▶
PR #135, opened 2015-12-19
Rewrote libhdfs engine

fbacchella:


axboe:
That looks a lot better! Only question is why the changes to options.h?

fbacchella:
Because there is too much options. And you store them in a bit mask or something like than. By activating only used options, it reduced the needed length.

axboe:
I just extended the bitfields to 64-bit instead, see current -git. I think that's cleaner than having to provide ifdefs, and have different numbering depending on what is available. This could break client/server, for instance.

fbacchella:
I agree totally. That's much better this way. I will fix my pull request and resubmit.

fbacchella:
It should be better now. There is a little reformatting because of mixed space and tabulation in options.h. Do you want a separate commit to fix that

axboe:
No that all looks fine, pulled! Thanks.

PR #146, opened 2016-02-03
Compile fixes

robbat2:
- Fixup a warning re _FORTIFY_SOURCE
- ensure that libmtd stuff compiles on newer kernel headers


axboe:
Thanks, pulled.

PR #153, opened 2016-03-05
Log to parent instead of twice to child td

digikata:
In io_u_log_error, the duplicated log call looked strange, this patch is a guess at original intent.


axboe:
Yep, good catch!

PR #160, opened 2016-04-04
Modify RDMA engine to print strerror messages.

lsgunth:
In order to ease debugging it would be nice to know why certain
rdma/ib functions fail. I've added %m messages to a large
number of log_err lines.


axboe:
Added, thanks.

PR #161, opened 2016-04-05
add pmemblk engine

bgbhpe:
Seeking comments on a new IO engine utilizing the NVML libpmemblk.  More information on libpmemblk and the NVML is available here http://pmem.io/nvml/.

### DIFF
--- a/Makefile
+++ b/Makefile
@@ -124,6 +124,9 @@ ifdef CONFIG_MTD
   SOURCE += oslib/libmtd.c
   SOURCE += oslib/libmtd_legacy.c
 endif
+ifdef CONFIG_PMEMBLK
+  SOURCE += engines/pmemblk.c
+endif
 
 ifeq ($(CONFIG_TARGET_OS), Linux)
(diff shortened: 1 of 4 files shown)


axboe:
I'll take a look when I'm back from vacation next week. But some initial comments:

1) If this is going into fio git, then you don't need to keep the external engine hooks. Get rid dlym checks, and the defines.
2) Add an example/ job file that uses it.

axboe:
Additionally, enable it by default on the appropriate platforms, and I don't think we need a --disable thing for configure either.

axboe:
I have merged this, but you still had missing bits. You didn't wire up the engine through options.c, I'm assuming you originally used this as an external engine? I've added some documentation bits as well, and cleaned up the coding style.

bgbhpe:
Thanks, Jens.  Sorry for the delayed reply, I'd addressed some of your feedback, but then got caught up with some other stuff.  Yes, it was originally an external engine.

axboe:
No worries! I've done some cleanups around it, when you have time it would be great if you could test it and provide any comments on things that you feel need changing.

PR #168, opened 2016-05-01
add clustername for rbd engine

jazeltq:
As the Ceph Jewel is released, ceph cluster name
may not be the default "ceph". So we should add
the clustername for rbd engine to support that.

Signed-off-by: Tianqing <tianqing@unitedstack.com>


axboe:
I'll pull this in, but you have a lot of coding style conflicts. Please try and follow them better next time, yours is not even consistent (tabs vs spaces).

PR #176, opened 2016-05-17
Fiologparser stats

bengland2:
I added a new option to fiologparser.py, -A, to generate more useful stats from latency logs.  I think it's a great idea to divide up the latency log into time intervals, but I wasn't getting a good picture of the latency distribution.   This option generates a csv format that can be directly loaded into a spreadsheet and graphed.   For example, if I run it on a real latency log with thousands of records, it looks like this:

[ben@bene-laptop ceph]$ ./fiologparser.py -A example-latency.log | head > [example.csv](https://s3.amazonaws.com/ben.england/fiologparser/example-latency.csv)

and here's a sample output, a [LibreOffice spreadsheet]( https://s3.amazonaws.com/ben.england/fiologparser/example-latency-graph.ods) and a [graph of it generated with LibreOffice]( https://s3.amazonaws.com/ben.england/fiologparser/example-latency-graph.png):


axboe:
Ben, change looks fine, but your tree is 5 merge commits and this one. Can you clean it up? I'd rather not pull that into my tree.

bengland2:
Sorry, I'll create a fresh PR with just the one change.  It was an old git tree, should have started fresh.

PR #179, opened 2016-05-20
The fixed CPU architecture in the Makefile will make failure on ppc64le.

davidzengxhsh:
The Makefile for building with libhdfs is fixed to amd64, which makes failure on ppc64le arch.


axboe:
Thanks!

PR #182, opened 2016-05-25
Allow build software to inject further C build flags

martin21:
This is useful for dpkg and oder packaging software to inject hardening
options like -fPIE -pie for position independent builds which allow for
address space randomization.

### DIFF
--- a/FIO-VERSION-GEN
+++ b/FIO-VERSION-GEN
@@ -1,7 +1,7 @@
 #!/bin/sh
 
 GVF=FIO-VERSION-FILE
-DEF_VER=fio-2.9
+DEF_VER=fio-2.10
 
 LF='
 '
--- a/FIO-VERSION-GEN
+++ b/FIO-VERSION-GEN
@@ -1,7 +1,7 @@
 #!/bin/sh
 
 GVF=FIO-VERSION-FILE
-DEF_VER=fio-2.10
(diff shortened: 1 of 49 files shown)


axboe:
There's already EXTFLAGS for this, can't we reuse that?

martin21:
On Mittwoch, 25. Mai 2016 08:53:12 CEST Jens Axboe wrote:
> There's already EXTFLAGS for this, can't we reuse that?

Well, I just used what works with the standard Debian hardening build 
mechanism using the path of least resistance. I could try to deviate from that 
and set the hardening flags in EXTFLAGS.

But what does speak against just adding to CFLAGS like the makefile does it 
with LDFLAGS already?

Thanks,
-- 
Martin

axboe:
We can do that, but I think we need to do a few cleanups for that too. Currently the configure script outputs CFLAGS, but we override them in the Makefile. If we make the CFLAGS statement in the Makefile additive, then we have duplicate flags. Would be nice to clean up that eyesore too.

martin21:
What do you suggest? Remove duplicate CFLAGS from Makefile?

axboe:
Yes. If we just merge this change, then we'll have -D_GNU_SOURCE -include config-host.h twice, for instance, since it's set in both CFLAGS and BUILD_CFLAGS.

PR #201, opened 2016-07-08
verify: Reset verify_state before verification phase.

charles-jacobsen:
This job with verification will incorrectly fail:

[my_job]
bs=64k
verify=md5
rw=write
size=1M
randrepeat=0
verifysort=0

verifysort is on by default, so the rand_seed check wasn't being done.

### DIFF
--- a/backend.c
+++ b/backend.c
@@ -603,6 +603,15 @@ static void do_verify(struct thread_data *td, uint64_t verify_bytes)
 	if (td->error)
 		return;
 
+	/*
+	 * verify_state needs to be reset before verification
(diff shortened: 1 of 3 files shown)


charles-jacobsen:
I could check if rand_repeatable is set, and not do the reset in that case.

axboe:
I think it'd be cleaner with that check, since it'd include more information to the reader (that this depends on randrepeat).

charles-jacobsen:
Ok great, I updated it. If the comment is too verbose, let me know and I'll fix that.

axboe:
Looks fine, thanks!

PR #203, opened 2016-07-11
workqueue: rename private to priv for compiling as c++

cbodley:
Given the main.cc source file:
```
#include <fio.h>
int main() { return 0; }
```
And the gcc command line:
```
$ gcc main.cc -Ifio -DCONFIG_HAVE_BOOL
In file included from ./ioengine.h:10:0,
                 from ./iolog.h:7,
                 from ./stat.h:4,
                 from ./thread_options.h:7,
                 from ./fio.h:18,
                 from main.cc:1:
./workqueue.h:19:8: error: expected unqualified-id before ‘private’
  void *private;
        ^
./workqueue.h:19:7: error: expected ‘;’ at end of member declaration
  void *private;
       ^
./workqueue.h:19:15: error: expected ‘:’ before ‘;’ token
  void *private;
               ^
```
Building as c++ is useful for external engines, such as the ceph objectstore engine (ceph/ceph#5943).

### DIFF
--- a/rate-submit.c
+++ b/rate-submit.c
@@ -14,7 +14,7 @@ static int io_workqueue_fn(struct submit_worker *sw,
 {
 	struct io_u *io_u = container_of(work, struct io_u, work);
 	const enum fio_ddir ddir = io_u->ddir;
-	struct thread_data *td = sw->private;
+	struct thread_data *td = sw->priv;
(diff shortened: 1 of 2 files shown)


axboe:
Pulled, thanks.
◀
> _DIRECTIONS FOR THIS TASK_: Wherever the string "default" shows up in a line above, tally that line, and answer with the final number alone.

> _TASK OUTPUT_: 3